WHAT YOU ARE ASKED TO DO: Your answer should be the full set of records, printed exactly as they stand.

━━ WORKING DATA

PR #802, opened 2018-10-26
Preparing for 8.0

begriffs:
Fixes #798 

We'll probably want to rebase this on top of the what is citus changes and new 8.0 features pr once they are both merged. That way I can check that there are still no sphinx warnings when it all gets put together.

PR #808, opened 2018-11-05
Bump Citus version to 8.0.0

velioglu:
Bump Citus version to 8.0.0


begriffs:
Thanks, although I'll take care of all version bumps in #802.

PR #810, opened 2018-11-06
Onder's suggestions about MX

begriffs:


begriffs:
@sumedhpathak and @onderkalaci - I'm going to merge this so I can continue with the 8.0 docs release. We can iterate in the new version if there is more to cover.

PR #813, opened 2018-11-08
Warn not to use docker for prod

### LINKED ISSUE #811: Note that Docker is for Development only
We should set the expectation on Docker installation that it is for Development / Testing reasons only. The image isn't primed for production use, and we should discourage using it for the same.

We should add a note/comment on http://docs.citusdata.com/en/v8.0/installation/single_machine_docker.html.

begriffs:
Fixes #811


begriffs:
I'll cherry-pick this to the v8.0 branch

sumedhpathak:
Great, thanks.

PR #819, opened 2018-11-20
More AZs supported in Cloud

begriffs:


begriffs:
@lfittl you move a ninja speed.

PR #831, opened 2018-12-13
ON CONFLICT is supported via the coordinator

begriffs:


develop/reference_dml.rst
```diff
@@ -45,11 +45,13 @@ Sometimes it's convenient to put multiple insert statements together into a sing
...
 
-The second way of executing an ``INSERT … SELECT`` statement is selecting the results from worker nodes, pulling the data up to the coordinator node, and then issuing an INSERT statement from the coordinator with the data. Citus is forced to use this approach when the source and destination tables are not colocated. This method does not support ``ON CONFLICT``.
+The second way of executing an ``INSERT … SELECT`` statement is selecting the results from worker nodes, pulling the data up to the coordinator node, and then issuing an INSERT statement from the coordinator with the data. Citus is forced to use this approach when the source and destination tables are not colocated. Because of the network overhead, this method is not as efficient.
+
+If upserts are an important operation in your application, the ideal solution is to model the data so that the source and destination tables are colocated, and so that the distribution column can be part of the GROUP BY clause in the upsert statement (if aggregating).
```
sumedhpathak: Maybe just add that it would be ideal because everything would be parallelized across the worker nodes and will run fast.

━━━━

EXERCISE ANSWER:
PR #802, opened 2018-10-26
Preparing for 8.0

begriffs:
Fixes #798 

We'll probably want to rebase this on top of the what is citus changes and new 8.0 features pr once they are both merged. That way I can check that there are still no sphinx warnings when it all gets put together.

PR #808, opened 2018-11-05
Bump Citus version to 8.0.0

velioglu:
Bump Citus version to 8.0.0


begriffs:
Thanks, although I'll take care of all version bumps in #802.

PR #810, opened 2018-11-06
Onder's suggestions about MX

begriffs:


begriffs:
@sumedhpathak and @onderkalaci - I'm going to merge this so I can continue with the 8.0 docs release. We can iterate in the new version if there is more to cover.

PR #813, opened 2018-11-08
Warn not to use docker for prod

### LINKED ISSUE #811: Note that Docker is for Development only
We should set the expectation on Docker installation that it is for Development / Testing reasons only. The image isn't primed for production use, and we should discourage using it for the same.

We should add a note/comment on http://docs.citusdata.com/en/v8.0/installation/single_machine_docker.html.

begriffs:
Fixes #811


begriffs:
I'll cherry-pick this to the v8.0 branch

sumedhpathak:
Great, thanks.

PR #819, opened 2018-11-20
More AZs supported in Cloud

begriffs:


begriffs:
@lfittl you move a ninja speed.

PR #831, opened 2018-12-13
ON CONFLICT is supported via the coordinator

begriffs:


develop/reference_dml.rst
```diff
@@ -45,11 +45,13 @@ Sometimes it's convenient to put multiple insert statements together into a sing
...
 
-The second way of executing an ``INSERT … SELECT`` statement is selecting the results from worker nodes, pulling the data up to the coordinator node, and then issuing an INSERT statement from the coordinator with the data. Citus is forced to use this approach when the source and destination tables are not colocated. This method does not support ``ON CONFLICT``.
+The second way of executing an ``INSERT … SELECT`` statement is selecting the results from worker nodes, pulling the data up to the coordinator node, and then issuing an INSERT statement from the coordinator with the data. Citus is forced to use this approach when the source and destination tables are not colocated. Because of the network overhead, this method is not as efficient.
+
+If upserts are an important operation in your application, the ideal solution is to model the data so that the source and destination tables are colocated, and so that the distribution column can be part of the GROUP BY clause in the upsert statement (if aggregating).
```
sumedhpathak: Maybe just add that it would be ideal because everything would be parallelized across the worker nodes and will run fast.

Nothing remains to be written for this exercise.